__Task brief__:
Report each line from the records where the string "constrained" turns up.

__Extracted records__:

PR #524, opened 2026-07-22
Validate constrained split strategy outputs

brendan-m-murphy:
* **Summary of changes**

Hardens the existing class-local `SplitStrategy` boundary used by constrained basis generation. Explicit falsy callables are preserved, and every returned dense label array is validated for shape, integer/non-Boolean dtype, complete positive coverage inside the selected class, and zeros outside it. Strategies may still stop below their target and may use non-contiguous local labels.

__Task solution__:
Validate constrained split strategy outputs
Hardens the existing class-local `SplitStrategy` boundary used by constrained basis generation. Explicit falsy callables are preserved, and every returned dense label array is validated for shape, integer/non-Boolean dtype, complete positive coverage inside the selected class, and zeros outside it. Strategies may still stop below their target and may use non-contiguous local labels.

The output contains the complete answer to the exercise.